President Joe Biden issued an executive order Monday aimed at improving the safety, security and trustworthiness of AI in the public and private sectors.
The EO requires developers of “any foundation model that poses a serious risk to national security, national economic security or national public health and safety” to share safety results with the federal government. It also ordered the development of programs and working documents addressing AI cybersecurity, safety and risk.
“It’s the next step in an aggressive strategy to do everything on all fronts to harness the benefits of AI and mitigate the risks,” Bruce Reed, White House deputy chief of staff, said in a statement.
The mandate to disclose safety results is only applicable if a model surpasses a specific computing performance threshold, set at 10 to the power of 26 floating point operations per second, or FLOPS.

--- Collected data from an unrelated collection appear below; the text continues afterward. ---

PR #145, opened 2021-07-09
Rif Relay Project Dependency Split

JONAF2103:
## Introduction

This PR encompasses the work done in order to split the main repository into dependencies. Now Rif Relay is multi-repo and this PR makes all the adjustments on the main repository to use the new dependencies.

## Changes

1. Created 4 dependencies, one for each module: `contracts`, `common`, `client` and `server`.
2. Removed all the code from the main repository leaving only the integration tests code.
3. Made changes to the CI to make the new structure work.
4. Fixed some tests.
5. Updated linter rules and applied changes.
6. Added husky and prettier.
7. Updated documentation.
8. Added scripts for development.

## New Structure

Now Rif Relay has 4 dependencies, one for each module:

1. Rif Relay Contracts: https://github.com/anarancio/rif-relay-contracts
2. Rif Relay Common: https://github.com/infuy/rif-relay-common
3. Rif Relay Client: https://github.com/infuy/rif-relay-client
4. Rif Relay Server: https://github.com/infuy/rif-relay-server

The main repository now is used for integration tests and it has all the test code.

## Considerations

- Is not necessary for the user to download all the code to use the client.
- Now the user doesn't have to get all the Rif Relay code to deploy contracts.
- We have new commands to deploy, relay and register the server.
- The contract addresses are displayed on the deployment console and also added to the `contract-addresses.json` file on the contracts dependency repository. That's exported and the user can import that JSON file into the project to use the correct address on the specific network.
- The main repository contains all the integration tests and also has some new commands to run the test suite or specific tests.

## Pending

1. Add unit testing for each dependency.
2. Add circle ci checks for each dependency.


mortelli (commented):
i tested out this branch with the sample dapp and was able to relay smart wallet deployments as well as token transfers.

there are a couple of things i'd like to point out, though:
- the target branch for this PR should be `develop`, not `master`
- the `npx truffle migrate --network development` command no longer works for deploying the smart contracts from this repo. we need to add documentation on how to do this (the contracts repo would probably be a good place for this).
- the `allowTokens` script also no longer works. for this one, i had to check out a branch of the project which still had the contracts so that the script worked. we'd need to write a new script, probably also in the contracts repo.

i am withholding my approval until the CI issue is fixed.

JONAF2103:
@mortelli 

1. i moved this to point to develop instead of master
2. the contracts deploy instructions now are in the contracts module and the final Readme located at #150 will remove all the deprecated documentation from the main readme here leaving the old docs inside the doc folder. 
3. the `allowTokens` script is now on the contracts module and you have instructions there on how to use it. 
4. About the circle ci i will create another PR to fix that.

mortelli (commented):
thanks for this huge effort :+1: 

FTR i made some small changes to the PR description (style & grammar only).

i am not ready to approve this PR until we resolve 1 issue which i see as blocking (i'll get to this in a minute).

let's start with the good:
- the readme file left for this repo is looking great
- manually testing the dapp on branch `feature/PP-38/integrate-rif-relay-client` once again seem to work OK (tested deploy and relay, both with and without fees)

now, the breaking change IMO is that even though the CI passes, some tests are failing locally for me, which makes me a bit uneasy. i think there's 2 types of failures here:
1. tests which fail because of the known socket issue
2. tests which fail locally but not on the CI due to unknown reasons (be it that they are configured differently or not run at all on one of the 2 environments)

i think it'd be useful to create a JIRA issue for the first point. it's not such a huge priority, but we will need to solve it eventually and track it in the meantime.

the second issue is a bit more complex. for starters, i would like to make sure that the CI and the `npm run test` command execute _exactly_ the same tests, otherwise we could be merging broken code. i know this might not be trivial, so i suggest that we first do this manually (by comparing the CI config and the `scripts/test` file) but then also create a JIRA issue to solve this in a more robust way. this would mean having 1 source of information for both the CI config as well as the `npm` script. 

here are the tests which are failing on my machine:
```
- rif-relay/test/EnvelopingUtils.test.ts (Error: connection not open)
- rif-relay/test/relayclient/SmartWalletDiscovery.test.ts (Error: connection not open)
- rif-relay/test/PaymasterCommitment.test.ts (Error: Cannot find module)
- rif-relay/test/relayserver/RelayServer.webpack.test.ts (Error: Cannot find module)
- rif-relay/test/relayclient/RelayProvider.test.ts (Error: connection not open)
``` 

besides the CI issue there are some other­­—more minor—details:
- we're still missing the `npm i` instruction in the readme files for all repos (this one, plus `server`, `contracts`, `client` and `common`).
- ~we need to make some adjustments to the allowed tokens section of the contracts repo readme. it doesn't specify which parameters to use, so if you follow the instructions as they are, it will fail.~
- it would be beneficial to have the `npm run tests` script use a different port than the default used by the server. this would allow us to run both things in parallel, which can save time.

finally, could we please create 2 JIRA issues for these things?
>    Add unit testing for each dependency.
>    Add circle ci checks for each dependency.

once again thanks for tackling this huge undertaking :muscle: 

i think we're very close to merging this :ok_hand:

mortelli (approved):
here are the new follow-up issues based on the latest reviews & discussions:
- [PP-45](https://rsklabs.atlassian.net/browse/PP-45): Add unit testing for each dependency for the Rif Relay Project
- [PP-46](https://rsklabs.atlassian.net/browse/PP-46): Transfer rif-relay projects ownership
- [PP-47](https://rsklabs.atlassian.net/browse/PP-47): Add circle ci checks for each dependency for the Rif Relay Project
- [PP-48](https://rsklabs.atlassian.net/browse/PP-48): Relay tests socket issue
- [PP-49](https://rsklabs.atlassian.net/browse/PP-49): Unify Circle CI and npm tests
- [PP-50](https://rsklabs.atlassian.net/browse/PP-50): Server config for tests

I've also executed the test suite again, and all seems to work OK (except for the known socket issue).

I think we're good to go :+1:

“My understanding is that [the threshold] will not catch any system currently on the market, so this is a primarily forward-looking action for the next generation of models,” a senior administration official said.
The threshold applies to all the safety provisions outlined in the executive order, including the provision tasking the National Institute of Standards and Technology to set standards for extensive red teaming before models are publicly released.
The White House did not consider restrictions, such as removal from marketplaces, for systems that were already public, according to a senior administration official.
Technology leaders and their business partners in legal, privacy and risk departments have closely tracked the evolving regulatory landscape. The actions laid out in the document set guardrails around the technology's risk, but stop short of imposing consequences on businesses that fail to comply, something analysts and industry watchers have called for.
“For this executive order to have teeth, requirements must be clear, and actions must be mandated when it comes to ensuring safe and compliant AI practices,” Alla Valente, Forrester senior analyst, said via email Friday. “Simply put, we don't need more ‘voluntary’ frameworks for regulating AI — we need clear direction and mandated requirements.”
While the executive order says the administration will encourage the Federal Trade Commission, Department of Justice and other federal agencies to exercise their authority, the White House cannot direct the FTC or DOJ to carry out specific actions.
“We are going, we think, as far as is appropriate in the executive order … but we are not giving them very detailed step-by-step directions for how to carry out their enforcement missions for entirely appropriate legal reasons,” a senior administration official said.
The most immediate deliverable to follow the executive order will likely be the completion of the Office of Management and Budget memorandum on AI governance, according to the senior administration official.
The White House plans to have recurring principal-level meetings with agency heads, chaired by Reed, to ensure they are following the timeline.
“I would push back on any notion that we are behind anyone,” a senior administration official said in reference to the speed of regulatory action in the U.S. compared to other nations.
Vice President Kamala Harris will attend an AI summit in the United Kingdom Tuesday and deliver a speech on the administration’s vision for the future of AI.